Итак, вне всякого сомнения, попрание преступников должно было считаться христианским долгом – и всё же, даже при этом, оно было делом, едва ли подобающим человеку Божьему. Епископ возглавлял свою епархию как её отец, а не как её констебль. Эту роль должен был взять на себя другой, более квалифицированный в обращении с мечом и копьём – как, впрочем, и было с самых первых дней Церкви. То, что Римская империя распалась в ничто, не умаляло этой прискорбной истины. Скорее, наоборот, делало её ещё более насущной. Веками Церковь была вынуждена мириться с ошеломляющим множеством военачальников. Чем больше правителей она…

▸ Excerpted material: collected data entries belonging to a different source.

PR #3573, opened 2019-03-23
Rework FONTFORGE_ARG_ENABLE_GDK

floppym:
This allows --disable-gdk or --enable-gdk=no to work properly.
Previously, either of these would result in GDK3 being enabled.


floppym:
For an easier code review, I suggest hiding whitespace changes.

https://github.blog/2018-05-01-ignore-white-space-in-code-review/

Чем больше обращались в другую веру, тем больше она менялась под влиянием различных стилей правления. Хотя она претендовала на универсальность, она была полной противоположностью монолиту. Как и сам Запад, она представляла собой калейдоскоп различных народов, традиций и верований.

Даже в самом Риме, матери Церкви, бремя мирских обстоятельств не переставало тяготить епископа. В VI веке армии, отправленные из Константинополя, вторглись в Италию и вернули империи её исконный центр. «Древний и меньший Рим» был включён во владения «более позднего, более могущественного города», и её епископ смиренно признал себя подданным далёкого императора. Византийский наместник переехал в Равенну, на Адриатическом побережье, управляя, как провинцией, завоеваниями императора в Северной Италии, включая Вечный город; византийские титулы и безделушки щедро одаривали римскую аристократию; византийская мода стала последним писком моды. Сам епископ, каждый раз, служа мессу, молился за своего отсутствующего господина в Константинополе. Каждый раз, когда он писал письмо, он датировал его годом правления императора.